Go through the data below. Pull out every line that has the word "more".
Given information section start
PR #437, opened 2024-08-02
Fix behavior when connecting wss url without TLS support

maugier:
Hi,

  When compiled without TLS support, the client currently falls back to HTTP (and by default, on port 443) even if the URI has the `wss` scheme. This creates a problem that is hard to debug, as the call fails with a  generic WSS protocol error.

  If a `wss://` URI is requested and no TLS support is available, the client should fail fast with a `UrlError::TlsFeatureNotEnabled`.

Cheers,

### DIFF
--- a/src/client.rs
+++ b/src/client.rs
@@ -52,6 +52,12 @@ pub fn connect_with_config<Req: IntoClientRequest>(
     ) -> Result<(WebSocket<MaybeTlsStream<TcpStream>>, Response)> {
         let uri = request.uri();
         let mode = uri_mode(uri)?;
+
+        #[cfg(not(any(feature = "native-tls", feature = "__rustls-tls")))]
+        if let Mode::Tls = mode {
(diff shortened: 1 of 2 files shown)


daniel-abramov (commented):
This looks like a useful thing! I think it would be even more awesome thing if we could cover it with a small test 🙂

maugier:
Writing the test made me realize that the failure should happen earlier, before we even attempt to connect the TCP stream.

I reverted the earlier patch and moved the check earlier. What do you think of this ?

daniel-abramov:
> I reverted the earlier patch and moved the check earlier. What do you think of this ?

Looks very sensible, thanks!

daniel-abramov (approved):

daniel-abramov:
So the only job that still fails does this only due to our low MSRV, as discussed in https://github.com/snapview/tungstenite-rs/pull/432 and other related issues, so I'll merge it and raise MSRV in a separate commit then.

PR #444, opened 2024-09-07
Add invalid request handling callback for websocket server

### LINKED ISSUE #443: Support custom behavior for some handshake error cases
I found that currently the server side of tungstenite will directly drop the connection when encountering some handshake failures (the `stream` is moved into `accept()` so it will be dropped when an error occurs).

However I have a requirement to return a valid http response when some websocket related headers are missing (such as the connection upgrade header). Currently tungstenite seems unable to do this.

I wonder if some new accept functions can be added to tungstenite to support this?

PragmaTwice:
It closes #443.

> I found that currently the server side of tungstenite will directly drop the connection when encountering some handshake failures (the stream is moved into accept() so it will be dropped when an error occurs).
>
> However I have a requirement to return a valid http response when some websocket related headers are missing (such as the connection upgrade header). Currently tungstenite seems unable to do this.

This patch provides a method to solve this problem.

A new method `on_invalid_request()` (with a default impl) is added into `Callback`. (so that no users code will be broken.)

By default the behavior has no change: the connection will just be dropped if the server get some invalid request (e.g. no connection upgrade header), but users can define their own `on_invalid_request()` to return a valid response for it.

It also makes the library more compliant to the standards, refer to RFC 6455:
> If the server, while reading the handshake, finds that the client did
Given information section end
Given information section start
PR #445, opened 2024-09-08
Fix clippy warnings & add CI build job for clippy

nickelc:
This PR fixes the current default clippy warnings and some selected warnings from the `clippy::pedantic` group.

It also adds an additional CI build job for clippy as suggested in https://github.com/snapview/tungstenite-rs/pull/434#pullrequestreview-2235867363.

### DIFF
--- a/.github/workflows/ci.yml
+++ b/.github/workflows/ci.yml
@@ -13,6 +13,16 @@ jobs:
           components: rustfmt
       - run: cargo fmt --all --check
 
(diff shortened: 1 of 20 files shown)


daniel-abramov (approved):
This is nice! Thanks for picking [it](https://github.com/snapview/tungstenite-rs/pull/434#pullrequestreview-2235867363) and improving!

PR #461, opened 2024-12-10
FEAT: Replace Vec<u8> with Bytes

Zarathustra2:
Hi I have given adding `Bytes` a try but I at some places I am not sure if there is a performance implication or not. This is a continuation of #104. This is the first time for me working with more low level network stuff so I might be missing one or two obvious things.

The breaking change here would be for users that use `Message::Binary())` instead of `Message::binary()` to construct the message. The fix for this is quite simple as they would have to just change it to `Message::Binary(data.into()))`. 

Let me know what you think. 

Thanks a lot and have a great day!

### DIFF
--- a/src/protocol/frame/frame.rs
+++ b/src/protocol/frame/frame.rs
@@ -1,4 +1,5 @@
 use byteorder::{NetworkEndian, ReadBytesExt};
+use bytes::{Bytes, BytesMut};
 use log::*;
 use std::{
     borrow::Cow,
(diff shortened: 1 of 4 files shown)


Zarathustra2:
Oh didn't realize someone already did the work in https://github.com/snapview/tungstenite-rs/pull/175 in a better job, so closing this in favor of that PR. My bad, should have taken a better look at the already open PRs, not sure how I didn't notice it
Given information section end
- **Written solution**
This looks like a useful thing! I think it would be even more awesome thing if we could cover it with a small test 🙂
It also makes the library more compliant to the standards, refer to RFC 6455:
Hi I have given adding `Bytes` a try but I at some places I am not sure if there is a performance implication or not. This is a continuation of #104. This is the first time for me working with more low level network stuff so I might be missing one or two obvious things.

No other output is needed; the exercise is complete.